§ Dataset entries:
PR #3130, opened 2022-01-25
Show full colony name while creating colony

### LINKED ISSUE #3128: Token selector dialogs should show colony name instead of colony url
## Steps to reproduce

1. Create new colony with different name and URL
2. Check the next pages

## Expected behaviour

* Should show the full colony name 

## Actual behaviour

* Shows the short url instead

Screenshot 2022-01-24 at 16-29-23 Colony
Screenshot 2022-01-24 at 16-29-39 Colony
Screenshot 2022-01-24 at 16-29-57 Colony
Screenshot 2022-01-24 at 16-30-09 Colony

First pointed out by @arrenv here - https://github.com/JoinColony/colonyDapp/pull/3113#issuecomment-1018542738

dit7ya:
## Description

Shows full colony name instead of ENS name in the Create Colony Wizard.

Screenshot 2022-01-25 at 13-34-57 Colony
Screenshot 2022-01-25 at 13-35-10 Colony
Screenshot 2022-01-25 at 13-35-16 Colony

**Note to reviewers**
- Was the ENS normalization useful for something I am totally missing?

Resolves #3128.

### DIFF
--- a/src/modules/dashboard/components/CreateColonyWizard/StepCreateToken.css
+++ b/src/modules/dashboard/components/CreateColonyWizard/StepCreateToken.css
@@ -6,6 +6,10 @@
   margin-top: 180px;
 }
 
+.titleSection span {
+  word-break: break-word;
+}
+
 .inputFields {
   margin-top: 40px;
 }
--- a/src/modules/dashboard/components/CreateColonyWizard/StepCreateToken.tsx
+++ b/src/modules/dashboard/components/CreateColonyWizard/StepCreateToken.tsx
@@ -7,7 +7,6 @@ import { Form, FormStatus, Input } from '~core/Fields';
 import Heading from '~core/Heading';
 import Button from '~core/Button';
 import { multiLineTextEllipsis } from '~utils/strings';
-import ENS from '~lib/ENS';
 import styles from './StepCreateToken.css';
 
 const MSG = defineMessages({
@@ -82,6 +81,7 @@ type FormValues = {
   tokenAddress: string;
   colonyName: string;
   tokenChoice: string;
+  displayName: string;
 };
 
 type Props = WizardProps<FormValues>;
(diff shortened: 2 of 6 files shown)


arrenv (commented):
@dit7ya looks much better, nice one.

One question, what are your thoughts on the character limits? I feel that they could be increased to have a max of 2 lines. You could also add in a `word-break: break-word;` for long strings.

download (4)

download (5)

download (6)

ArmandoGraterol (commented):
Looks to be working as expected!

@arrenv raised a valid point, perhaps it could be beneficial to bring this up to Product to see what they think about increasing the limit, leaving it as it is, or breaking the words/sentence.

And about the normalization function, it seems like it comes from quite old code so I would consult with @rdig first to know what does it do, and if it's still needed before removing it

dit7ya:
@arrenv @ArmandoGraterol I have no opinion on truncation length. However, I feel like if it is a very long name, there should be some visual indication (like bold font) for the colony name.

Adding word-break seems like a good idea irrespective of the above.

alicjakujawa (commented):
Are we sure that displayName will always exist? Shouldn't we fallback to colonyName?

dit7ya:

§ Work request: What is needed is an exact restatement of every record above.

§ Written response:
PR #3130, opened 2022-01-25
Show full colony name while creating colony

### LINKED ISSUE #3128: Token selector dialogs should show colony name instead of colony url
## Steps to reproduce

1. Create new colony with different name and URL
2. Check the next pages

## Expected behaviour

* Should show the full colony name 

## Actual behaviour

* Shows the short url instead

Screenshot 2022-01-24 at 16-29-23 Colony
Screenshot 2022-01-24 at 16-29-39 Colony
Screenshot 2022-01-24 at 16-29-57 Colony
Screenshot 2022-01-24 at 16-30-09 Colony

First pointed out by @arrenv here - https://github.com/JoinColony/colonyDapp/pull/3113#issuecomment-1018542738

dit7ya:
## Description

Shows full colony name instead of ENS name in the Create Colony Wizard.

Screenshot 2022-01-25 at 13-34-57 Colony
Screenshot 2022-01-25 at 13-35-10 Colony
Screenshot 2022-01-25 at 13-35-16 Colony

**Note to reviewers**
- Was the ENS normalization useful for something I am totally missing?

Resolves #3128.

### DIFF
--- a/src/modules/dashboard/components/CreateColonyWizard/StepCreateToken.css
+++ b/src/modules/dashboard/components/CreateColonyWizard/StepCreateToken.css
@@ -6,6 +6,10 @@
   margin-top: 180px;
 }
 
+.titleSection span {
+  word-break: break-word;
+}
+
 .inputFields {
   margin-top: 40px;
 }
--- a/src/modules/dashboard/components/CreateColonyWizard/StepCreateToken.tsx
+++ b/src/modules/dashboard/components/CreateColonyWizard/StepCreateToken.tsx
@@ -7,7 +7,6 @@ import { Form, FormStatus, Input } from '~core/Fields';
 import Heading from '~core/Heading';
 import Button from '~core/Button';
 import { multiLineTextEllipsis } from '~utils/strings';
-import ENS from '~lib/ENS';
 import styles from './StepCreateToken.css';
 
 const MSG = defineMessages({
@@ -82,6 +81,7 @@ type FormValues = {
   tokenAddress: string;
   colonyName: string;
   tokenChoice: string;
+  displayName: string;
 };
 
 type Props = WizardProps<FormValues>;
(diff shortened: 2 of 6 files shown)


arrenv (commented):
@dit7ya looks much better, nice one.

One question, what are your thoughts on the character limits? I feel that they could be increased to have a max of 2 lines. You could also add in a `word-break: break-word;` for long strings.

download (4)

download (5)

download (6)

ArmandoGraterol (commented):
Looks to be working as expected!

@arrenv raised a valid point, perhaps it could be beneficial to bring this up to Product to see what they think about increasing the limit, leaving it as it is, or breaking the words/sentence.

And about the normalization function, it seems like it comes from quite old code so I would consult with @rdig first to know what does it do, and if it's still needed before removing it

dit7ya:
@arrenv @ArmandoGraterol I have no opinion on truncation length. However, I feel like if it is a very long name, there should be some visual indication (like bold font) for the colony name.

Adding word-break seems like a good idea irrespective of the above.

alicjakujawa (commented):
Are we sure that displayName will always exist? Shouldn't we fallback to colonyName?

dit7ya:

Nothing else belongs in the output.